**Task prompt**
Repeat, line for line, the entries below from the first line to the line containing "after each write.", counting both ends.
=====
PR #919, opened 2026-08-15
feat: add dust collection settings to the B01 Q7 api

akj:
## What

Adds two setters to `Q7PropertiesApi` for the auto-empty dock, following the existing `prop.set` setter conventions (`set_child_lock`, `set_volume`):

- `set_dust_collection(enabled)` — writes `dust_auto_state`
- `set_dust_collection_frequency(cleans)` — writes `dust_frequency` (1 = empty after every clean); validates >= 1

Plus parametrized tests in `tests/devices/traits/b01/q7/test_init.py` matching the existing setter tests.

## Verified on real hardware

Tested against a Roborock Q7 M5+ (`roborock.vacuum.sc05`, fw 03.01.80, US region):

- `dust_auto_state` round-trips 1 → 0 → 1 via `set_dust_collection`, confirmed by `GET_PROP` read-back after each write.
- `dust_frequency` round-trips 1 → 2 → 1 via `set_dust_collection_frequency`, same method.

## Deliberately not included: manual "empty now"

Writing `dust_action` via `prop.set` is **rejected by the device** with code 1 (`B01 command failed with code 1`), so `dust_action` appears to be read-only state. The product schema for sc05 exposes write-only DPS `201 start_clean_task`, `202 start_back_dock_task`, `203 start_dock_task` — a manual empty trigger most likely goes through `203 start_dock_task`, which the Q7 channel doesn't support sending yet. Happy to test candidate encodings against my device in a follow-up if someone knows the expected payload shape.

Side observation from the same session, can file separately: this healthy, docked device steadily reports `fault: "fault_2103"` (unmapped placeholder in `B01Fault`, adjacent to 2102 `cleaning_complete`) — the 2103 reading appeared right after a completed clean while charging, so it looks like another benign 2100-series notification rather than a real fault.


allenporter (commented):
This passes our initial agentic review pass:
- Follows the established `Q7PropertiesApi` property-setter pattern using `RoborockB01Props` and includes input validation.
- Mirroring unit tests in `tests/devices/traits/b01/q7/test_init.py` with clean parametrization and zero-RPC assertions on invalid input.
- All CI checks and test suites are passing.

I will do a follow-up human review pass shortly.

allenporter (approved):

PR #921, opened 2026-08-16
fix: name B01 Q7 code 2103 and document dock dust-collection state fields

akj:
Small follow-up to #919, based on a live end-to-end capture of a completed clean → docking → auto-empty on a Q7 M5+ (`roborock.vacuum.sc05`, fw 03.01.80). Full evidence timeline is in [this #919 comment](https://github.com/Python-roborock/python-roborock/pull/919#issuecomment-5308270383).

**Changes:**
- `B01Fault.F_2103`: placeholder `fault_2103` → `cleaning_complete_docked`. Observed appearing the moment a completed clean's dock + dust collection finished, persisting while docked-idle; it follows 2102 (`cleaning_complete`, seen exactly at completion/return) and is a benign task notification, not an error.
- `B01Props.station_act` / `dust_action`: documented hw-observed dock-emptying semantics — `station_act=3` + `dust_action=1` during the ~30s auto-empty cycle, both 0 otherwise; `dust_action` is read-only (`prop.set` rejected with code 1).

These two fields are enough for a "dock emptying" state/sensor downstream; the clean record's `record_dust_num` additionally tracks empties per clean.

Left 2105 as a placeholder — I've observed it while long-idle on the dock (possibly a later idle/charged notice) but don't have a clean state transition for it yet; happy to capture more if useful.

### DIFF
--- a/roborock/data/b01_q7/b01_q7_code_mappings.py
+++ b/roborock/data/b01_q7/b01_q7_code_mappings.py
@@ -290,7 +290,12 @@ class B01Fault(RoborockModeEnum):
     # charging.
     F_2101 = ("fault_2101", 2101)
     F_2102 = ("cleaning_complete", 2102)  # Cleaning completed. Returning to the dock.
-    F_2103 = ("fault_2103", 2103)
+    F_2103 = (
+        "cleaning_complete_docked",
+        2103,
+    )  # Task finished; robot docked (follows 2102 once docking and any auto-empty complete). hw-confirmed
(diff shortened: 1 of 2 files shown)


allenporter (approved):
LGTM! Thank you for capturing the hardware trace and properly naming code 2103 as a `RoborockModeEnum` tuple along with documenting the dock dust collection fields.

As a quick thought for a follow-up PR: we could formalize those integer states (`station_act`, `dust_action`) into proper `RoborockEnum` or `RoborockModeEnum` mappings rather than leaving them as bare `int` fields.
=====
**Output**
PR #919, opened 2026-08-15
feat: add dust collection settings to the B01 Q7 api

akj:
## What

Adds two setters to `Q7PropertiesApi` for the auto-empty dock, following the existing `prop.set` setter conventions (`set_child_lock`, `set_volume`):

- `set_dust_collection(enabled)` — writes `dust_auto_state`
- `set_dust_collection_frequency(cleans)` — writes `dust_frequency` (1 = empty after every clean); validates >= 1

Plus parametrized tests in `tests/devices/traits/b01/q7/test_init.py` matching the existing setter tests.

## Verified on real hardware

Tested against a Roborock Q7 M5+ (`roborock.vacuum.sc05`, fw 03.01.80, US region):

- `dust_auto_state` round-trips 1 → 0 → 1 via `set_dust_collection`, confirmed by `GET_PROP` read-back after each write.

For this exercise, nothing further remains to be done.